1.4.16
INDUCTION OF SYSTEMIC ACQUIRED RESISTANCE IN CUCUMBER BY BENZOTHIADIAZOLE

J DOMMES, C BOVIE, S KAISER, C POIRIER, M EUGENE and D EVERS

Laboratory of Plant Molecular Biology, Department of Plant Biology, B-22, University of Liege, B-4000 Liege, Belgium

Background and objectives
Plants possess different defence mechanisms against pathogenic microorganisms, including both constitutive and inducible ones. Systemic acquired resistance (SAR) is induced after a first contact with an incompatible pathogen; it is a state of relative and non- specific immunity observed in all parts of the plant and lasting for several weeks or even longer. The signal transduction pathway leading to SAR is largely unknown. It has been shown that an accumulation of salicylic acid in systemic tissues is an obligate step [1]. Exogenous application of salicylic acid and of different analogues can induce SAR. In addition to being obvious options for protection of crops against diseases, these chemicals provide opportunities for dissection of the SAR transduction pathway. Amongst the SAR chemical activators, benzothiadiazoles proved very effective in wheat, in tobacco and in Arabidopsis thaliana [2]. The aim of this work was to optimize a system for SAR induction in cucumber and to clone proteins involved in the transduction pathway through mRNA-PCR differential display.

Results and conclusions
Cucumber plants were sprayed with benzo (1,2,3) thiadiazole-7- carbothioic acid S-methyl ester (BTH). The induction of SAR was checked first by challenging treated plants with tobacco necrosis virus (TNV). The induction of pathogenesis-related (PR) proteins of the PR-8 family was also evaluated by Northern hybridization. Treatment with BTH effectively protected the plants against TNV and induced the expression of PR-8 proteins even at concentrations as low as 5 ÁM. Compared to salicylic acid treatment, BTH proved to be a more potent activator of PR-8 gene expression.

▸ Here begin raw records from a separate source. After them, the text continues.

PR #277, opened 2015-08-31
Notifications

bwreid:
Tackles the following Pivotal Cards, with some slight changes:
[Pivotal Card: Send to Stormpath Groups](https://www.pivotaltracker.com/story/show/98952286)
[Pivotal Card: SES Research](https://www.pivotaltracker.com/story/show/101412072)
[Pivotal Card: Notification Works?](https://www.pivotaltracker.com/story/show/101124460)

This PR actually skips over using notification works and instead just sends an email directly form Metis. Until it becomes apparent we'll be sending many more emails, we think this is the most direct way to solve the issue. SES Research information will be added on to the Pivotal Card itself.

[Related work on a PR over in data-suite.](https://github.com/votinginfoproject/data-suite/pull/3)

### DIFF
--- a/notifications/content.js
+++ b/notifications/content.js
@@ -1,5 +1,9 @@
 module.exports = {
   processedFeed: function(message) {
     return 'Great job! You processed a feed. It has a public id. It\'s: ' + message[":public-id"] + '. Wow. Real cool.';
+  },
+  errorDuringProcessing: function(message) {
+    return 'It looks like a feed failed during processing. Here\'s the information we got: \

To identify genes involved in the transduction pathway activated by BTH, mRNAs were extracted from treated and non-treated plants. They were analysed by PCR-differential display. Several PCR products showing reproducible differential expression are now being cloned. The state of advancement of this work will be presented and discussed.

References
1. Vernooij B, Friedrich L, Morse A et al., 1994. Plant Cell 6, 959-965.
2. Gorlach J, Volrath S, Knauf-Beiter G et al., 1996. Plant Cell 8, 629-643.